Ginnie Mae has extended relief aimed at addressing the impact of forbearance on mortgage companies’ ability to meet typical delinquency thresholds for the third time, pushing the deadline further into next year.

The insurer of securitizations backed by certain types of government loans is giving issuers an additional six months of leeway for mortgages made on or after April 2020 to account for temporary payment suspensions offered to borrowers with pandemic-related hardships.

The move suggests Ginnie doesn’t expect to see loan performance return to normal levels until next summer. A wave of forbearance expirations is nigh, but some officials have called for the extension of some deadlines associated with pandemic-related payment relief.

“Ginnie Mae will provide this exclusion automatically through July 31, 2022 to issuers that were compliant with...delinquency rate thresholds as demonstrated by their April 2020 investor accounting report,” according to a memorandum published Monday.

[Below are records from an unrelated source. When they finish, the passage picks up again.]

Issue #738, opened 2019-04-29
Continue compiling scripts if there's error in only 1 one


ivan-mogilko:
Consider you have a lot of script modules and rooms, and changed something in upper script which would cause many other scripts to break. You would like to see all of the new errors, but instead compiler will stop on first one.

I do not know how feasible is to make ags compiler to continue compiling same script after 1 error, but that must be possible to continue with other scripts at least, because compilation of a script body should not depend on compilation of other script bodies.

tzachshabtay:
You can also maybe compile scripts in parallel (when there's no dependency) to speed up the process.

fernewelten:
We can and it would be well worth working on because it would at least halve the compiling time. But then we must  be careful about shared memory.

Currently, the compiler isn't an object at all, it's a bunch of functions. These functions work with a global symbol table, declared `Symboltable sym;`, and the code is shock full of expressions such as `sym.get_type(baz)` etc. If two threads work with the same symbol table at the same time, especially when compiling different sources, they will definitely clash.

fernewelten:
>but that must be possible to continue with other scripts at least, because compilation of a script body should not depend on compilation of other script bodies.

For each source to be compiled, the Editor calls the  native method `CompileScript()` which makes the compiler run. Whenever a compiler run fails, it throws an exception. The loop over the sources is wrapped in one giant `try`, this is why the first failed compiler run will abort *all* compilations. 

See code excerpt below, in source `AGSEditor.cs:930`. This might be the point of the code that needs to be changed. 
```
try
{
	[…]
	foreach (Script script in GetInternalScriptModules())
	{
		CompileScript(script, headers, errors, false);
		[…]
	}

	foreach (ScriptAndHeader scripts in _game.RootScriptFolder.AllItemsFlat)
	{
		[…]
		CompileScript(scripts.Script, headers, errors, false);
		[…]		
	}

	CompileScript(dialogScripts, headers, errors, false);
	[…]
}
catch (CompileMessage ex)
{ […] }
```

fernewelten:
For reference, the new compiler works on its own copy of the symbol table, so running several compilers in parallel would work in this respect. 

[...]

PR #1319, opened 2021-06-16
New compiler: Receive and show compiler warnings in Editor

fernewelten:
Please test before integrating
I tried hard to keep all the other behaviour as before, but you never know.
-----
The new compiler has generated warnings under certain circumstances that were invisible because they didn't reach the Editor. Typical example: A header file has:
```
import function Foo(float f = 0);
```
The old compiler treats '0' as a special case and lets this through. The new compiler does likewise but warns that this default value is an integer and so putting `0.0` would be preferable.

This PR makes those compiler warnings show up in the Editor. Warnings don't terminate the compilation run (but errors do, of course.)
As a side effect, this PR improves compilation times a bit.

-----
Specific changes:
New compiler:
- `ccCompileText2()`, add parameter for messages
- Move message handler into dedicated `cc_message_handler.cpp/.h`
- cs_compiler.h, change "THIS IS PROPRIETARY CODE" comment to Artistic License verbiage.

Editor / AGS.Native:
- `CompileScript()` , add parameter for messages; don't throw on compiler error
- `CompileScript()`, call new compiler in a way that gets warnings as well as error (old compiler still works as before)

Editor / AGS.Editor:
- Don't throw on compiler error.
- Aggregate messages in `CompileScripts()` instead of `CompileMessages()`
- RoomsComponent.cs, adapt to new behaviour of `CompileMessages()`

### DIFF
--- a/Compiler/script2/cs_compiler.cpp
+++ b/Compiler/script2/cs_compiler.cpp
@@ -14,17 +14,12 @@
 
 // A  wrapper around cc_compile(), in order to squeeze the C++ style parameters 
 // through the limited means of Managed C++ (CLR) into the C# Editor.
-ccScript *ccCompileText2(char const *script, char const *scriptName, long const options)
+ccScript *ccCompileText2(std::string const &script, std::string const &scriptName, long const options, MessageHandler &mh)
 {
-    // All warnings and the error (if present) end up here.
-    // TODO: This is what will need to be sqeezed through the interface
-    // into the editor so that the editor can display the warnings, too
-    MessageHandler mh;
-
     ccCompiledScript *compiled_script =
         new ccCompiledScript(FlagIsSet(options, SCOPT_LINENUMBERS));
 
-    compiled_script->StartNewSection(scriptName ? scriptName : "Unnamed script");
+    compiled_script->StartNewSection(scriptName.empty() ? scriptName : "Unnamed script");
     int const error_code = cc_compile(script, options, *compiled_script, mh);
     if (error_code < 0)
     {
--- a/Compiler/script2/cs_compiler.h
+++ b/Compiler/script2/cs_compiler.h
@@ -1,22 +1,22 @@
 /*
-** 'C'-style script compiler
-** Copyright (C) 2000-2001, Chris Jones
-** All Rights Reserved.
-**
-** This is UNPUBLISHED PROPRIETARY SOURCE CODE;
-** the contents of this file may not be disclosed to third parties,
-** copied or duplicated in any form, in whole or in part, without
-** prior express permission from Chris Jones.
-**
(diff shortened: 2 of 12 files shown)


ivan-mogilko:
Perhaps a note for the future, but imo it's best to do multiple commits when there are unrelated changes, like in this case the parallel compilation is not directly related to compiler warnings and may have its own issues. I don't think it's a "side effect" either.

Something I'd like to clarify, is it necessary to cancel compilation when errors are found in one of the scripts? There was this ticket  #738 proposing compiling everything if possible to report all found errors at once. That seem to be a logical next step as you gather all messages from all the scripts anyway.

I commented out the error check in the compilation foreach as an experiment, (and removed condition `if (!messagesToReturn.HasErrors)` which prevented adding more messages when there are already errors -- not sure why this is necessary...) and it seems working well.

ivan-mogilko:
So, I guess my only question remaining is, why is there this condition that does not let add any messages if there are errors found in the list?
https://github.com/adventuregamestudio/ags/pull/1319/commits/f554ac1bc3a577bb4b1cf80af04ddf63c8d92521#diff-9efc75afc36570774adb0d848e6daf642e283532476159f114054657502f9979R1004

This condition is only applied to the new compiler's results, but not to the old compiler.

ericoporto:
Oh, so this is the PR that made ags4 compile things so fast.

I am curious why this doesn't make it fast when using the old compiler, is it because since it runs as a library and the old compiler uses a lot of globals, there may be issues compiling things in parallel with it? 

I ask because as I mostly use ags3 for maintaining modules mostly, and I went back to my project after a hiatus and the time it takes to build everything everytime I change something in a header is way too much and being spoiled by ags4 I am looking if this is something that can be backported.

fernewelten:
> I am curious why this doesn't make it fast when using the old compiler in ags4

It isn't coded that way.

The old compiler uses globals extensively, in particular the symbol table lies in global static memory. Also, the old compiler uses some functions such as `cc_error()` that rely on global variables. I haven't checked whether bad things happen when you call the compiler in parallel, but I haven't been able to rule that out, either. 

On the other hand, the new compiler is encapsulated and only (*) uses local memory. The scaffolding around the compiler is responsible for calling the "global" functions. For instance, the compiler doesn't call `cc_error()` itself, but collects its error messages and passes them to the caller in a parameter. Then the caller is the one that will call `cc_error()`. So I trust that bad things won't happen when the compiler is called in parallel.

The coding checks whether the new compiler is called or the old one, and only with the new compiler does it attempt to run in parallel.

(*) The new compiler does write to some few global variables while it works, in particular to `currentline`, but those values are never used, the caller writes them anew before calling "global" functions that use them, so it doesn't matter if those variables get clobbered in parallel runs.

The April 2020 investor accounting report reflects mortgage performance data from March 2020. March 2020 marks the month when coronavirus infections were just beginning to spread in the United States. Ginnie, an arm of the Department of Housing and Urban Development, originally set the temporary relief for delinquency thresholds to end on Dec. 31, 2020. Prior to the latest extension, the relief was slated to end Jan. 31, 2021.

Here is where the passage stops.